▶ [TASK INSTRUCTIONS]:
Every line in the records below with the string "path" needs to be copied out.

Stored data entries

%%

PR #4613, opened 2026-04-10
Support sandboxes in collections

### LINKED ISSUE #3548: sandboxes: support collections
[Spec drafted by @brandonjackson 30 March 2026]

# Problem Statement
**Sandboxes** do not properly support **Collections**. When running a Workflow in a Sandbox, users can only access production collections data.

### Current Behavior
When a sandbox is provisioned from a parent project, collections are not created or linked in the sandbox. Workflows that reference collections by name (e.g., `collections.get('my-collection')`) will fail with "not found" errors in the sandbox because no collection with that name exists there.

Additionally, collection names are currently globally unique across the entire Lightning instance (enforced by `unique_index(:collections, [:name])`), which means a sandbox cannot even create a collection with the same name as one in its parent project.

### Impact

Services teams are unwilling to use sandboxes on projects that use collections. This is a blocker for sandboxes adoption and must be resolved before public release.

# Requirements

## Auto-create empty collections in sandbox on provision

* When a sandbox is forked, create empty Collection records matching each parent collection's name
* This ensures job code referencing `collections.get('my-collection')` resolves correctly in the sandbox
* Collections should be empty (no items copied) — sandbox is for testing, not data duplication

## Scope collection name uniqueness to project (not global)

* Enable both the main branch and multiple sandboxes to all have collections with the same name in the same project (rather than enforcing global uniqueness)

## Sandbox merge merges configuration not data

* When merging a sandbox back into its parent, collection data is never merged / never overwrites parent data
* New collections created in sandbox are created in parent sandbox as empty collections
* Existing collections deleted in sandbox are deleted in parent project 

# Implementation Details

* Update collection uniqueness constraints so that the name is only unique within a project.
* Presumably this means adding a project key to the database and migrate all collections to include a matching key
* Accept a version flag on the collections API. Probably via header. 
* Update the v1 version to search for a collection by name, and return `409` if more than one match is found
* Add a new v2 collections API which uses the path `collections/:project-id/:name`
* Pass the owning project id to the options of the Run sent to the worker (as `options.project_id`)
* On sandbox fork, initialise new empty collections and add to the new project
* On sandbox merge, add/remove collections to the target project (but do not sync data)

# Out of Scope

There are several ideas which we could/should do later which are out of scope:
* Support sharing collections across environments, eg namespace syntax like main::my-collection to explicitly reference a collection from a different environment
* Collection data seeding, Option to copy a subset of collection items when provisioning a sandbox (for test data)

# Archive: Original Ticket

Reminder to ensure  that collections will work in sandboxes

I haven't thought about this enough: but we need to ensure that collections are namespaced and isolated for each sandbox.

So in job code I do: `collections.get('my-collection')`, but  the main project and staging sandbox access different variations of that.

So collection names are not unique within a workspace.

When looking up a credential by name we probably need to know what sandbox you're in, so that we can find correct collection to use

josephjclark:
## Description

Sandboxes can't support projects that use collections because collection names are globally unique, and the collections API has no way to disambiguate between a parent and its sandbox. This PR relaxes the uniqueness constraint to per-project and lets the API scope lookups by project via an optional `?project_id=<uuid>` query param.

On the lifecycle side, empty collection records are now cloned into a sandbox when it's provisioned so that `collections.get('my-collection')` resolves correctly without copying production data. When a sandbox is merged back into its parent, collection names are synchronised (new collections in the sandbox are created empty in the parent, collections missing from the sandbox are removed from the parent). Collection data is never synced.

Existing unscoped calls keep working whenever a name is unambiguous. When a bare-name lookup finds the same name across multiple projects, the API returns 409 Conflict pointing clients at the `?project_id=` query param. The query-param approach was chosen during a Friday sync with @stuartc, @josephjclark and @midigofrank : it keeps the existing routes in `router.ex`, does not require a version bump, and leaves room for future scopes like `?env=dev` without another API version.

Closes #3548

### Setup: create a project with a collection

1. Create a new project called **Cat Shelter Registry**
2. Navigate to **Project Settings > Collections** and create a collection called `cats`
3. Create a workflow called "Fetch Cat Facts" with:
   - A **cron trigger** (any schedule is fine, we will run it manually)
   - A single **job** using `@openfn/language-http@latest` with this code:
     ```js
     get('https://catfact.ninja/facts?limit=10');

     each('$.data.data[*]', fn(state) => {
       const fact = state.data;
       const id = fact.fact.substring(0, 20).replace(/\s/g, '-').toLowerCase();
       return collections.set('cats', `fact-${id}`, {
         fact: fact.fact,
         length: fact.length
       })(state);
     });
     ```
4. Run the workflow manually by clicking **Run** on the workflow page
5. Navigate to **Project Settings > Collections**. You should see: `cats` listed with a storage size greater than 0
6. Click the **download** button next to the `cats` collection. Open the downloaded JSON file. You should see 10 items, each with a `fact` and `length` field.

This is your **parent project** with production data. Keep it open.

### 1. Sandbox provision clones empty collections

1. From the Cat Shelter Registry project, navigate to **Sandboxes**
2. Click **Create Sandbox** and name it "sandbox-test"
3. Once created, click into the sandbox to open it
4. Inside the sandbox, navigate to **Project Settings > Collections**

**Verify**: The `cats` collection is listed. Click the **download** button. Open the JSON file -- it should be an empty array `[]`. The sandbox has the collection, but none of the parent's 10 cat facts were copied.

### 2. Collection data is never merged back

1. Inside the sandbox from step 1, open the "Fetch Cat Facts" workflow
2. Edit the job to fetch breed data instead:
   ```js
   get('https://catfact.ninja/breeds?limit=5');

   each('$.data.data[*]', fn(state) => {
     const breed = state.data;
     return collections.set('cats', `breed-${breed.breed}`, {
       breed: breed.breed,
       country: breed.country,
       coat: breed.coat
     })(state);
   });
   ```
3. Run the workflow manually
4. Navigate to **Project Settings > Collections** inside the sandbox. Click **download** on `cats`. Open the JSON -- you should see 5 breed items.
5. Now go back to **Sandboxes** and **merge** the sandbox into the parent
6. After the merge, open the **parent project** (Cat Shelter Registry)
7. Navigate to **Project Settings > Collections**. Click **download** on `cats`.

**Verify**: Open the JSON. You should still see the original 10 cat fact items (with `fact` and `length` fields). None of the sandbox's 5 breed items (with `breed`, `country`, `coat` fields) should be present. Collection data is never merged.

### 3. New collections in sandbox are created in parent on merge

1. Create a new sandbox from Cat Shelter Registry called "sandbox-breeds"
2. Open the sandbox and navigate to **Project Settings > Collections**
3. Create a new collection called `cat-breeds`
4. Open the workflow and edit the job:
   ```js
   get('https://catfact.ninja/breeds?limit=10');

   each('$.data.data[*]', fn(state) => {
     const breed = state.data;
     return collections.set('cat-breeds', breed.breed, {
       country: breed.country,
       origin: breed.origin,
       coat: breed.coat
     })(state);
   });
   ```
5. Run the workflow. Go to **Project Settings > Collections** and download `cat-breeds` -- you should see 10 breed items.
6. Go back to **Sandboxes** and **merge** this sandbox into the parent
7. Open the **parent project** and navigate to **Project Settings > Collections**

**Verify**: You should now see two collections listed: `cats` and `cat-breeds`. Click **download** on `cat-breeds` and open the JSON. It should be an empty array `[]`. The collection was created in the parent, but the sandbox's breed data was not copied over.

### 4. Collections deleted in sandbox are deleted from parent on merge

1. In the parent project, go to **Project Settings > Collections** and create a collection called `temp-data`
2. Create a new sandbox called "sandbox-cleanup"
3. Open the sandbox and navigate to **Project Settings > Collections**. You should see both `cats` and `temp-data` listed.
4. Delete the `temp-data` collection from the sandbox
5. Confirm only `cats` remains in the sandbox's collections list
6. Go back to **Sandboxes** and **merge** this sandbox into the parent
7. Open the **parent project** and navigate to **Project Settings > Collections**

**Verify**: `temp-data` is no longer listed. Only `cats` (and `cat-breeds` if you did step 3) remain. The collection and all its items were removed from the parent because it was deleted in the sandbox.

### API test setup

Steps 5-7 use curl to test the API directly. First, get a token and project ID:

1. In Lightning, click your profile icon (top right) and go to **Tokens**
2. Click **Generate New Token**, give it a name, and copy the token value
3. In your terminal, save it for the curl commands:
   ```bash
   export TOKEN="paste-your-token-here"
   ```
4. To get the project ID, open the Cat Shelter Registry project in Lightning. The URL will look like `http://localhost:4000/projects/abc123-def456-.../w`. The UUID after `/projects/` is your project ID:
   ```bash
   export PROJECT_ID="abc123-def456-..."
   ```

### 5. Ambiguous name returns 409 (API)

This requires an unmerged sandbox so that `cats` exists in two projects. If you merged all sandboxes in previous steps, create a new one first.

```bash
# Unscoped lookup -- the name "cats" exists in multiple projects
curl -s -H "Authorization: Bearer $TOKEN" \
     http://localhost:4000/collections/cats | jq .
```

**Verify**: The response is **409 Conflict**:
```json
{
  "error": "Multiple collections found with this name. Add ?project_id=<uuid> to disambiguate."
}
```

Now add `?project_id=` to resolve it:
```bash
curl -s -H "Authorization: Bearer $TOKEN" \
     "http://localhost:4000/collections/cats?project_id=$PROJECT_ID" | jq .
```

**Verify**: The response is **200** with the parent's cat fact items.

### 6. Invalid project_id rejected (API)

```bash
curl -s -o /dev/null -w "%{http_code}\n" \
     -H "Authorization: Bearer $TOKEN" \
     "http://localhost:4000/collections/cats?project_id=not-a-uuid"
```

**Verify**: The response status is **400**.

### 7. Backwards compatibility with unscoped calls

Delete all sandboxes first (so `cats` only exists in one project), or use a project with a uniquely named collection.

```bash
curl -s -H "Authorization: Bearer $TOKEN" \
     http://localhost:4000/collections/cats | jq .
```

**Verify**: The response is **200** with the collection items, exactly as it worked before this change. No query param is needed when the collection name is unambiguous.

## AI Usage

- [x] I have used Claude Code
- [ ] I have not used AI

## Pre-submission checklist


lib/lightning_web/controllers/collections_controller.ex
```diff
@@ -25,6 +25,75 @@ defmodule LightningWeb.CollectionsController do
...
 
+  defp api_version(conn) do
+    case get_req_header(conn, "x-api-version") do
+      ["2"] -> :v2
+      _ -> :v1
+    end
+  end
+
+  def dispatch(conn, %{"path" => path}) do
+    case api_version(conn) do
```
josephjclark: We'll need some error handling here if an unsupported version is requested

lib/lightning_web/controllers/collections_controller.ex
```diff
@@ -25,6 +25,75 @@ defmodule LightningWeb.CollectionsController do
 
   @valid_params ["key", "cursor", "limit" | @timestamp_params]
 
+  defp api_version(conn) do
+    case get_req_header(conn, "x-api-version") do
+      ["2"] -> :v2
+      _ -> :v1
```
elias-ba: Let's reduce the scope of this to only fallback to v1 for when no version is specified. If a specific version is given and not supported throw 400 BAD REQUEST

lib/lightning_web/controllers/collections_controller.ex
```diff
@@ -92,19 +168,109 @@ defmodule LightningWeb.CollectionsController do
...
+      case stream_chunked(conn, items_stream, response_limit) do
+        {:error, conn} -> conn
+        {:ok, conn} -> conn
+      end
+    end
+  end
 
+  # V2 actions
+
+  def put(conn, project_id, name, key, %{"value" => value}) do
```
elias-ba: Maybe let' try to see if we can make these functions a little bit dryer.

josephjclark:
Testing and QA notes:

- The existing worker & collections adaptor should continue to work against the new lightning server, no changes needed
- If you create two collections with the same id, and request that id through the legacy API, you should get an error
- After updating the adaptor and worker, this branch should return the correct collection (even for duplicate collection names)

lib/lightning_web/live/sandbox_live/index.ex
```diff
@@ -814,6 +815,44 @@ defmodule LightningWeb.SandboxLive.Index do
     end
   end
 
+  defp sync_collections(sandbox, parent) do
```
elias-ba: Move this to the projects/sandboxes.ex

josephjclark:
@elias-ba one thing I didn't think to check is access control. A project should not be able to access the collections of another project.

How can we enforce this?

Using the CLI you can send any access token you want and so long as the project is within that access token's scope, you're good.

In the worker, we send a JWT which I believe is scoped only to access for that workflow. 

That must be sufficient right? We just look at the scope of the access token?

elias-ba:
Good question @josephjclark , and yes, the access token scope is sufficient. The controller already enforces it.

Every action calls `authorize/2` which hits `Lightning.Policies.Collections.authorize/3`. That policy has two clauses:

- For a user subject, it delegates to `ProjectUsers.authorize(:access_project, user, ...)` which checks membership against the collection's project
- For a run subject, it directly compares `Runs.get_project_id_for_run(run) == collection.project_id`

So a CLI user with a PAT can only touch collections in projects they're a member of, and a worker's run token can only touch collections in the same project as the run it was issued for. There's a test that specifically covers the worker case (`"with a run token, cannot access a different project's collection"` returns 401) and another for the user case (`"returns 401 when user does not have access to the project"`).

One subtle thing worth noting: v2 makes this tighter by design. With v1, a request with a stale or leaked token could at least look up a collection by name globally; v2 requires you to know (and be authorized for) the project_id upfront.

elias-ba (approved):
Hey @josephjclark this is now looking good to me and it has all things we discussed this morning. Please do test / QA this extensively and let me know if you find anything weird

lib/lightning_web/controllers/collections_controller.ex
elias-ba: Done

midigofrank (changes requested):
@elias-ba this looks great, I'm a little worried with the approach to remove the routes from the `router`.  One thing that worries me is that the `collections_router` plug hijacks  all actions and manually calls the controller, in my mind I'm expecting it handle the `x-api-version` and `backward compatibility` only. I don't like that we're losing visibility of the routes from the router.ex 

I don't know the exact discussion you had with @stuartc , so I have added him as a reviewer as he has more context. Everything else looks perfect.

josephjclark:
We're gonna resolve the API issue with this approach:
```
api/collections/name?project_id=abc
```
- non breaking change
- doesn't require version changes
- We can add api/collections/name?env=dev later
- If project_id is excluded we search by name and return 409 (or whatever) if there are multiple results

josephjclark:
I've run careful QA on this, coupled with supporting implementations in kit and adaptors. And it does the expected things in all cases. It's fully compatible with main, and when everything is updated then collections are properly scoped.

Here's my [QA worksheet](https://docs.google.com/spreadsheets/d/1xaqtX-bVQYbGCjdZwSGWaR1oPYYxsMkbFEoJ37K_f4A/edit?usp=sharing)


I'm just going to do a bit of CLI stuff but I think we can probably merge this in? Do we need an extra review from someone @elias-ba ?

elias-ba:
Hey @josephjclark thanks a lot for the QA, that's really great. Well we need another approval to be able to merge (unless we bypass that rule and someone with higher privelegges merges this cc @stuartc @midigofrank). But I did already the code review part and I am happy with this guy.

midigofrank:
Please don't merge yet @josephjclark @elias-ba . We have a pending release

elias-ba:
@midigofrank you're already a reviewer on this one. Feel free to approve and merge anytime is best

midigofrank (approved):
Nicely done @elias-ba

%%

▶ [RESPONSE TO THIS EXERCISE]:
* Add a new v2 collections API which uses the path `collections/:project-id/:name`
+  def dispatch(conn, %{"path" => path}) do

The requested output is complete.